PR #2363, opened 2018-01-04
Dreamview: updated offline websocket to reflect to the new sim_world format

vlin17:


modules/dreamview/frontend/src/store/websocket/websocket_offline.js
```diff
@@ -128,16 +128,17 @@ export default class OfflinePlaybackWebSocketEndpoint {
     }
 
     processSimWorld(message) {
-        if (STORE.playback.shouldProcessFrame(message.world)) {
+        const world = JSON.parse(message.world);
```
siyangy: we should probably extract out common code of websocket_offline and websocket_ros so that we don't have to change the same thing twice..

PR #2373, opened 2018-01-05
Prediction: add digital filter for cyclist and pedestrian heading

kechxu:


modules/prediction/container/obstacles/obstacle.cc
```diff
@@ -50,6 +50,10 @@ double Damp(const double x, const double sigma) {
 
 }  // namespace
 
+Obstacle::Obstacle()
```
Capri2014: Better add a >0 protection.

PR #2391, opened 2018-01-08
Localization: update doc and fix markdown syntax

zhxt:


zhxt:
Sounds still not that fluency :-(

Issue #2402, opened 2018-01-09
can_sender_ is redefined in class LincolnController (Lincoln_Controller.h)


jilinzhou:
The can_sender_ is first declared as a protected member variable in its base class VehicleController as the following:
```
protected:
  canbus::VehicleParameter params_;
  CanSender<::apollo::canbus::ChassisDetail> *can_sender_ = nullptr;
```
and then re-declared in the derived class LincolnController as a private variable as the following:
```
private:
  // control protocol
  Brake60 *brake_60_ = nullptr;
  Throttle62 *throttle_62_ = nullptr;
  Steering64 *steering_64_ = nullptr;
  Gear66 *gear_66_ = nullptr;
  Turnsignal68 *turnsignal_68_ = nullptr;

  CanSender<::apollo::canbus::ChassisDetail> *can_sender_ = nullptr;
```

Here is a simple test to show the potential problem.
```
#include <cstdlib>
#include <iostream>

class A {
public:

	A() = default;

	~A() = default;

	virtual void setA(int a) {this->a = a;}

	virtual int getA() {return a;}

protected:
	int a;
};

class B final : public A {
public:
	B() = default;
	~B() = default;

	void setA(int a) override {this->a = a + 1;}

//	int getA() override {return a;}

private:
	int a;
};

int main(int argc, char *argv[]) {
	std::cout << "Welcome to the Momentics IDE" << std::endl;

	B b = B();
	b.setA(3);

	std::cout << "b.a = " << b.getA() << std::endl;
	return EXIT_SUCCESS;
}
```
On my target, it returns b.a = 0 instead of 4 as expected. Simply removing the re-declaration of can_sender_  should fix the issue.

lianglia-apollo:
It seems can_sender_ is unnecessarily re-declared. Please take a look at the simple fix: https://github.com/ApolloAuto/apollo/pull/2404

Capri2014:
Thanks for pointing this out. The fix has been merged.

PR #2404, opened 2018-01-09
Canbus: removed the redundant definition of can_sender_ in LincolnCon…

lianglia-apollo:
…troller.


lianglia-apollo:
fix based on #2402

> WHAT YOU WILL DO:
In full and without alteration, write out the data above.

> RESPONSE FOR THIS EXERCISE:
PR #2363, opened 2018-01-04
Dreamview: updated offline websocket to reflect to the new sim_world format

vlin17:


modules/dreamview/frontend/src/store/websocket/websocket_offline.js
```diff
@@ -128,16 +128,17 @@ export default class OfflinePlaybackWebSocketEndpoint {
     }
 
     processSimWorld(message) {
-        if (STORE.playback.shouldProcessFrame(message.world)) {
+        const world = JSON.parse(message.world);
```
siyangy: we should probably extract out common code of websocket_offline and websocket_ros so that we don't have to change the same thing twice..

PR #2373, opened 2018-01-05
Prediction: add digital filter for cyclist and pedestrian heading

kechxu:


modules/prediction/container/obstacles/obstacle.cc
```diff
@@ -50,6 +50,10 @@ double Damp(const double x, const double sigma) {
 
 }  // namespace
 
+Obstacle::Obstacle()
```
Capri2014: Better add a >0 protection.

PR #2391, opened 2018-01-08
Localization: update doc and fix markdown syntax

zhxt:


zhxt:
Sounds still not that fluency :-(

Issue #2402, opened 2018-01-09
can_sender_ is redefined in class LincolnController (Lincoln_Controller.h)


jilinzhou:
The can_sender_ is first declared as a protected member variable in its base class VehicleController as the following:
```
protected:
  canbus::VehicleParameter params_;
  CanSender<::apollo::canbus::ChassisDetail> *can_sender_ = nullptr;
```
and then re-declared in the derived class LincolnController as a private variable as the following:
```
private:
  // control protocol
  Brake60 *brake_60_ = nullptr;
  Throttle62 *throttle_62_ = nullptr;
  Steering64 *steering_64_ = nullptr;
  Gear66 *gear_66_ = nullptr;
  Turnsignal68 *turnsignal_68_ = nullptr;

  CanSender<::apollo::canbus::ChassisDetail> *can_sender_ = nullptr;
```

Here is a simple test to show the potential problem.
```
#include <cstdlib>
#include <iostream>

class A {
public:

	A() = default;

	~A() = default;

	virtual void setA(int a) {this->a = a;}

	virtual int getA() {return a;}

protected:
	int a;
};

class B final : public A {
public:
	B() = default;
	~B() = default;

	void setA(int a) override {this->a = a + 1;}

//	int getA() override {return a;}

private:
	int a;
};

int main(int argc, char *argv[]) {
	std::cout << "Welcome to the Momentics IDE" << std::endl;

	B b = B();
	b.setA(3);

	std::cout << "b.a = " << b.getA() << std::endl;
	return EXIT_SUCCESS;
}
```
On my target, it returns b.a = 0 instead of 4 as expected. Simply removing the re-declaration of can_sender_  should fix the issue.

lianglia-apollo:
It seems can_sender_ is unnecessarily re-declared. Please take a look at the simple fix: https://github.com/ApolloAuto/apollo/pull/2404

Capri2014:
Thanks for pointing this out. The fix has been merged.

PR #2404, opened 2018-01-09
Canbus: removed the redundant definition of can_sender_ in LincolnCon…

lianglia-apollo:
…troller.


lianglia-apollo:
fix based on #2402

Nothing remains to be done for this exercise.